Directors who report directly to Nhepera head these other branches. Immediately under the directors are deputy directors, assistant directors, provincial intelligence officers, divisional intelligence officers, senior intelligence officers, assistant senior intelligence officers, intelligence officers, senior security officers, security officers, senior security assistants and security assistants.

==Branch Six==

Operating under strict institutional opacity, Branch Six functions as the CIO’s primary tactical arm for special operations. It is mandated to execute high-risk, asymmetric tasks that demand a synthesis of advanced tactical proficiency and deniable political warfare, effectively bridging the gap between covert strategic intelligence and direct paramilitary intervention.

Branch Six operates as the clandestine internal directorate of the Central Intelligence Organisation (CIO), specifically tasked with the execution of high-tier tactical operations and irregular warfare initiatives. Personnel within Branch Six are meticulously recruited from the elite cadres of the Zimbabwe Special Forces to undertake critical counterterrorism and hostage rescue missions.

Deployment of this specialized asset is reserved for scenarios demanding the highest thresholds of strategic secrecy and operational deniability—effectively precluding the necessity of mobilizing the conventional formations of the Zimbabwe Defence Forces (ZDF).

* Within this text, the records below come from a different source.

PR #324, opened 2020-06-22
Fix seekdir

adamyi:
The previous implementation doesn't actually update dir->current but
resets dir->current to dir->entries


sahlberg:
Merged, thanks.

PR #326, opened 2020-07-26
Don't define u_int

asomers:
It's usually defined by the platform in types.h or sys/types.h.
The compiler complains if libnfs redefines it.


asomers:
cc @shivankgarg98

sahlberg:
Merged. Thanks.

Within the domain of counterterrorism, absent institutionalized oversight from independent regulatory bodies, the state systematically weaponizes these specialized mechanisms—most notably telecommunications interception and clandestine detentions—to suppress domestic political opposition and civil society activists. Under the pretext of safeguarding state survival, the regime engages in the strategic securitization of dissent, arbitrarily classifying political adversaries and dissidents as endogenous national security threats or domestic terrorists to circumvent constitutional protections and legitimize state-sanctioned coercion.

==Functions==
The function of the organization is to provide high level security to the state from threats both within and outside Zimbabwe. The organization also offers high level security to high ranking government officials like the President, various government employees like ministers and diplomats working in and outside Zimbabwe. Regionally, the organization works with other intelligence organizations from other African countries under a body called the Central Intelligence and Security Services of Africa (CISSA) to tackle problems that threaten the stability of the continent and hamper development, such as terrorism and extremism.

The CIO has largely been viewed as the real power behind the ruling party' Zanu (PF), despite claims alleging the Zimbabwe National Army (ZNA) of being the same. Reports suggest that in the aftermath of the army deployment during the 2017 coup d'état, the CIO, together with the Air Force of Zimbabwe and Zimbabwe Republic Police (ZRP) had mobilized a counter force to thwart the rebellious army, but were ordered to stand down by the then President Robert Mugabe to avoid the country spilling into full blown civil war.

==Recruitment==
The application process for a job within the organisation is not public information, unlike in other branches of the Zimbabwean security sector, such as the police or the army. It seems that they tend to recruit individuals with pre-existing connections. Additionally, some have suggested that the recruitment process involves a lengthy vetting procedure to assess the candidates' suitability for the role.

Reports have linked the organisation with Midlands State University and the University of Zimbabwe. These reports claimed that the organisation was targeting university graduates for recruitment sessions by sending representatives to campuses. In 2020, a young man named Fletcher Kondon was compromised at MSU after a recruitment process went awry. Furthermore, the region of Matabeleland is also alleged to have hosted recruitment sessions in recent years.